Scritto da Stefania Pucci

L’Amor che move il sole e l’altre stelle

Lou Reed e Laurie Anderson si sono conosciuti, ironia della sorte, non a New York, dove entrambi abitavano, ma a Monaco, dove entrambi stavano suonando con John Zorn per il Kristallnacht Festival, festival creato in ricordo della Notte dei Cristalli del 1938, la data che segnò l’inizio dell’Olocausto.
“John” racconterà poi Laurie Anderson in interviste successive “voleva che ognuno di noi incontrasse gli altri e suonasse con gli altri, contrariamente a come si usa nei festival. Ecco perché Lou mi ha chiesto di leggere qualcosa insieme al suo gruppo. L’ho fatto, ed era forte e intenso e molto divertente. Dopo lo spettacolo, Lou mi ha detto ‘lo hai fatto nello stesso identico modo in cui lo faccio io!’. Perché avesse avuto bisogno di me per fare un qualcosa che poteva benissimo fare da solo ancora non l’ho compreso, ma era sicuramente inteso come un complimento.”
Lou è stato l’anima nera dei Velvet Underground e della Factory di Andy Warhol, “il tipo” come ebbe a dire Lester Bangs “che ha dato dignità, poesia e rock’n’roll all’eroina, allo speed, all’omosessualità, al sadomasochismo, all’omicidio, alla misoginia, all’inettititudine e al suicidio.”
Ha avuto matrimoni e relazioni, sia omosessuali che eterosessuali, finite spesso fra le recriminazioni e il dolore.
Laurie è performer, cantante, artista a tutto tondo che, con la sua carriera, ha ridisegnato e ridefinito il ruolo della donna nell’ambito artistico e musicale.
Pur abitando a pochi isolati di distanza a New York i due avrebbero potuto non incontrarsi mai “Venivo da un mondo completamente diverso. E tutti i mondi a New York all’epoca erano abbastanza provinciali.

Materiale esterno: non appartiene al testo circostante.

PR #768, opened 2024-03-09
Fix image loading test

woxtu:
This PR fixes `ImageViewIntegrationTests.testLoadingWithNilURL()` because the test has failed.
Loading an image from an invalid URL should return a data loading error?


woxtu:
Hmm...

kean:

In un certo senso sprezzanti. Ancora non legati tra loro.”
I due si sposeranno anni dopo il loro primo incontro, in un sabato assolato e casuale, dopo una decisione repentina presa il giorno precedente “Era la primavera del 2008. Stavo camminando per strada, in California, mi sentivo abbattuta e parlavo al cellullare con Lou. ‘Ci sono tante cose che non ho mai fatto e che volevo fare’ gli ho detto. ‘Come cosa, per esempio?’ ‘Non so, non ho mai imparato il tedesco, non ho mai studiato fisica, non mi sono mai sposata’ ‘Perché non ci sposiamo?’ mi ha chiesto. ‘Ci incontriamo a metà strada. Arrivo in Colorado. Che ne dici di domani?’ ‘Uhm … non pensi che domani sia un po’ troppo presto?’ ‘No, non lo penso.”
Lou però era malato. Aveva contratto l’epatite C negli anni ‘70, a causa di una siringa infetta e negli anni 2000 si era ammalato di tumore al fegato. Dopo un trapianto le cose, purtroppo, peggiorano e Lou perde la vita. E’ il 27 Ottobre 2013. Laurie racconterà poi che il marito non si era dato per vinto fino a mezz’ora prima della morte, quando “al’improvviso l’ha accettato, tutto di un colpo e completamente.”
“Non ho mai visto un’espressione così piena di stupore come quella di Lou quando è morto. Con le mani stava facendo la ventunesima forma di Tai Chi, che rappresenta lo scorrere dell’acqua. Aveva gli occhi spalancati. Stavo tenendo tra le mie braccia la persona che amavo di più al mondo, e gli parlavo mentre stava morendo. Il suo cuore si è fermato. Non aveva paura. Ero riuscita ad accompagnarlo fino alla fine del mondo. La vita – così splendida, dolorosa e abbagliante – non può andare meglio di così. E la morte? Io credo che lo scopo della morte sia la liberazione dell’amore.”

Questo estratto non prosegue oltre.